EXTRACTED DATA -

PR #6201, opened 2025-08-28
pack: update skip_cnt, skip logic

cavemanloverboy:
The current `skip_cnt` causes the pack tile to skip attempting to schedule a transaction `bank_cnt/2` number of times after every scheduling attempt. in the case of high bank tile count, this can lead to a larger-than-expected delay before a transaction gets scheduled, especially since typically not many banks are actually used on average. Here we fix this issue by setting `skip_cnt` to 1 after every successful txn scheduled, regardless of bank tile count.

This has the side effect of more frequent polling, which can cause a transaction waiting for a rebate to hit `FD_PACK_SKIP_CNT` and not be considered for scheduling, so we simultaneously increase `FD_PACK_SKIP_CNT` from 5 to 50.


ptaffet-jump (dismissed):

cavemanloverboy:
test was failing because `pack_bank` link is checked after every call to `after_credit`. previously, `skip_cnt` was being set to `bank_cnt/2=1/2=0`, so it was never skipped. now, it's being set to `skip_cnt=bank_cnt+1=2` so it's actually being skipped.

src/disco/pack/test_pack_tile.c
```diff
@@ -477,6 +477,11 @@ bank_out_check( fd_tile_test_ctx_t  * test_ctx,
   if( ctx->leader_slot==ULONG_MAX ) {
     return 0;
   }
+  /* after_credit is skipped when skip_cnt>0 */
+  int maybe_scheduled_txn = ctx->skip_cnt<=0;
+  if( !maybe_scheduled_txn ) {
+    return 0;
+  }
```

TASK - Print the full listing, word for word.

ANSWER AREA -
PR #6201, opened 2025-08-28
pack: update skip_cnt, skip logic

cavemanloverboy:
The current `skip_cnt` causes the pack tile to skip attempting to schedule a transaction `bank_cnt/2` number of times after every scheduling attempt. in the case of high bank tile count, this can lead to a larger-than-expected delay before a transaction gets scheduled, especially since typically not many banks are actually used on average. Here we fix this issue by setting `skip_cnt` to 1 after every successful txn scheduled, regardless of bank tile count.

This has the side effect of more frequent polling, which can cause a transaction waiting for a rebate to hit `FD_PACK_SKIP_CNT` and not be considered for scheduling, so we simultaneously increase `FD_PACK_SKIP_CNT` from 5 to 50.


ptaffet-jump (dismissed):

cavemanloverboy:
test was failing because `pack_bank` link is checked after every call to `after_credit`. previously, `skip_cnt` was being set to `bank_cnt/2=1/2=0`, so it was never skipped. now, it's being set to `skip_cnt=bank_cnt+1=2` so it's actually being skipped.

src/disco/pack/test_pack_tile.c
```diff
@@ -477,6 +477,11 @@ bank_out_check( fd_tile_test_ctx_t  * test_ctx,
   if( ctx->leader_slot==ULONG_MAX ) {
     return 0;
   }
+  /* after_credit is skipped when skip_cnt>0 */
+  int maybe_scheduled_txn = ctx->skip_cnt<=0;
+  if( !maybe_scheduled_txn ) {
+    return 0;
+  }
```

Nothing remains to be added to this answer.